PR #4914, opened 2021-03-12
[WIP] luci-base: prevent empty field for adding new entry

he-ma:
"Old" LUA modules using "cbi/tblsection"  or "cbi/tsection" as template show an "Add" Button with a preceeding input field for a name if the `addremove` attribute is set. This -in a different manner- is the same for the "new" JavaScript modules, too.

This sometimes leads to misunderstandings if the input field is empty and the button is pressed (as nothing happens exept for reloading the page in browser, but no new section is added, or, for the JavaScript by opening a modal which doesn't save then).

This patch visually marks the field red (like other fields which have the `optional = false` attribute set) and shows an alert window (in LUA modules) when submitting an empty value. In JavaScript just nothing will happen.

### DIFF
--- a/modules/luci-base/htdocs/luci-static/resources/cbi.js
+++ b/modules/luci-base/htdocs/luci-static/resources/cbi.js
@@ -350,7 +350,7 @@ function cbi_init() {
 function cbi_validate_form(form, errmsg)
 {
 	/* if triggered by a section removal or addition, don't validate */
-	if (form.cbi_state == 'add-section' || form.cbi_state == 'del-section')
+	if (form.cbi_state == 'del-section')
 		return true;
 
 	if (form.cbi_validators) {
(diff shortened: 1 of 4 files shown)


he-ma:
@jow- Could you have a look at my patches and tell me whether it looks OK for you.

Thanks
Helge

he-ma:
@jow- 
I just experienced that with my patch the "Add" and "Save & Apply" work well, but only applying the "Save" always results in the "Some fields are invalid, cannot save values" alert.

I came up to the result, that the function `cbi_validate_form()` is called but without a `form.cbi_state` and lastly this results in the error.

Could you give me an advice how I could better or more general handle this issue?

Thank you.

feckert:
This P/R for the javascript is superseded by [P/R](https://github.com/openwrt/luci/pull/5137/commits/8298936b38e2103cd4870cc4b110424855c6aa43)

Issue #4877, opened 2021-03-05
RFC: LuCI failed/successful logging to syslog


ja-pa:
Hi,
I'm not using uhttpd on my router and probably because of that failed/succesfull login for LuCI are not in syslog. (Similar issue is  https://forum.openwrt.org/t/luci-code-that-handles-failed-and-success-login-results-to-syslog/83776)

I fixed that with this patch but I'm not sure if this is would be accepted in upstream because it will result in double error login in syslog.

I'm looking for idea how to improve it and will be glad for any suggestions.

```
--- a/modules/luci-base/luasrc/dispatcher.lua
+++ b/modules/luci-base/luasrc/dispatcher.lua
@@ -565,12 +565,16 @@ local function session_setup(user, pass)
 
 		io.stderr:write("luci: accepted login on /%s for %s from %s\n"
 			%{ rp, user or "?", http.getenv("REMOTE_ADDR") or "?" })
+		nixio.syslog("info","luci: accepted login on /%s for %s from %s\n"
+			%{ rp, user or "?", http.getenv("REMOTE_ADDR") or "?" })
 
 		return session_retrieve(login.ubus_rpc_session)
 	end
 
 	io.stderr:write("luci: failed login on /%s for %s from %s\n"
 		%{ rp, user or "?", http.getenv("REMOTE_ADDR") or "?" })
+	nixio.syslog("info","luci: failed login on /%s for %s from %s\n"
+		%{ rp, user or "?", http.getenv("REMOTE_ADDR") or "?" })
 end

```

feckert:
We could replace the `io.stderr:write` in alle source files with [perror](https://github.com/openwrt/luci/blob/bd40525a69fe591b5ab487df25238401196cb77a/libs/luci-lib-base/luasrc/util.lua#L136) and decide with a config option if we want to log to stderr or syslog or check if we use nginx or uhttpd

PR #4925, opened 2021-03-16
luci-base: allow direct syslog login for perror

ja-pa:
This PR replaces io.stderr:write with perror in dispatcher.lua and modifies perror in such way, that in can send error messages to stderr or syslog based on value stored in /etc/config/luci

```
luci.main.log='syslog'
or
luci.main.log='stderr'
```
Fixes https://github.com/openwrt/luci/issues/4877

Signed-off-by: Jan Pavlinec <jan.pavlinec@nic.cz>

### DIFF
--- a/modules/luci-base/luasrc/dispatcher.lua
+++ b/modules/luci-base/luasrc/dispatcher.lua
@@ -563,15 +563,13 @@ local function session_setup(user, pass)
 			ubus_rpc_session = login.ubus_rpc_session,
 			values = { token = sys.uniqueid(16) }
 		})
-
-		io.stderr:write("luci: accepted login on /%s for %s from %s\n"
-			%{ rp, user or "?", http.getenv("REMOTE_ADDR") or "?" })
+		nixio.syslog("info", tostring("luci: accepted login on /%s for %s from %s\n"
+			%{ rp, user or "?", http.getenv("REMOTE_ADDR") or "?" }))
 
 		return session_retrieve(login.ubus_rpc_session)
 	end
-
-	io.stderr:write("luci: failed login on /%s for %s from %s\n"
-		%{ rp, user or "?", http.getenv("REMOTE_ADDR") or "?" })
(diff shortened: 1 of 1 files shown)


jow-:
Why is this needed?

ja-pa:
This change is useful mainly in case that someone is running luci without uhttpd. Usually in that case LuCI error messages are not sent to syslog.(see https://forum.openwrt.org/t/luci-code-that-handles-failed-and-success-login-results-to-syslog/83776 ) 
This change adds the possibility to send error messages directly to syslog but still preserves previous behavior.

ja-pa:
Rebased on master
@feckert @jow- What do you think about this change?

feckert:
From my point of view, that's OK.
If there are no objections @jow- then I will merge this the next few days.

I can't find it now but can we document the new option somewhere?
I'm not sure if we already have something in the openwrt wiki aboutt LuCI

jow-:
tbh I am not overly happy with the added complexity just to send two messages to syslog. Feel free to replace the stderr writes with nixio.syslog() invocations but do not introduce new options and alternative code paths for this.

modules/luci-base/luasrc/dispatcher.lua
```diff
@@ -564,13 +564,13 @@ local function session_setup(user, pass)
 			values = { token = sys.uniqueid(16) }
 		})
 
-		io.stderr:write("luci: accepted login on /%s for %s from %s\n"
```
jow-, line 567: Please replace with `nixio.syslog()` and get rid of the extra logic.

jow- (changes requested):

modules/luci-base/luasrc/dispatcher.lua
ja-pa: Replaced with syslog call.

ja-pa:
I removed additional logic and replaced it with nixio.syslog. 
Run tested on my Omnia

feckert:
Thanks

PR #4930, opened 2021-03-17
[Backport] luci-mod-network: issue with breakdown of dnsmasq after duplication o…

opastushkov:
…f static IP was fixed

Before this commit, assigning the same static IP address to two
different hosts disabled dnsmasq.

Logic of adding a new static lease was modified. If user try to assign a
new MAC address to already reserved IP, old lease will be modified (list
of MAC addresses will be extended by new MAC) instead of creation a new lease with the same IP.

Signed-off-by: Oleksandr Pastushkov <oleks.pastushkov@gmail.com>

...

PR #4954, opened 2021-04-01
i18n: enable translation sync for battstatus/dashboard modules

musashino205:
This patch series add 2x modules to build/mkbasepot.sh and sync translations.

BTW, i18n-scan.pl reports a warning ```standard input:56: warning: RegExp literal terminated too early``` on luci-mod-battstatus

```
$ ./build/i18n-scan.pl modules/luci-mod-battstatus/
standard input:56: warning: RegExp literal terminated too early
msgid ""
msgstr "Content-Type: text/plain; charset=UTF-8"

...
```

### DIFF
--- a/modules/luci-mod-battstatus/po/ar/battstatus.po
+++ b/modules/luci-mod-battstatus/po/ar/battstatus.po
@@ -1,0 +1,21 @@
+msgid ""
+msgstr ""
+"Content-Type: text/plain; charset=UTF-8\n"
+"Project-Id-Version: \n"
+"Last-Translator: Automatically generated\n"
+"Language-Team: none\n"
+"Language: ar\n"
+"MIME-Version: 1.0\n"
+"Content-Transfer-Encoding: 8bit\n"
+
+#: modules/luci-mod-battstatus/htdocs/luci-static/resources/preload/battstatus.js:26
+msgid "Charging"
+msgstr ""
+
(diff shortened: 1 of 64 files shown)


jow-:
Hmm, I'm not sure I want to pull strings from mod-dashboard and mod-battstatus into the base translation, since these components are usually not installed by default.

Task description: Could you return exactly the stretch of the data above that starts at the line with "This patch visually" and ends at the line with "--- a/modules/luci-base/htdocs/luci-static/resources/cbi.js", both lines included?

Answer to the exercise:
This patch visually marks the field red (like other fields which have the `optional = false` attribute set) and shows an alert window (in LUA modules) when submitting an empty value. In JavaScript just nothing will happen.

### DIFF
--- a/modules/luci-base/htdocs/luci-static/resources/cbi.js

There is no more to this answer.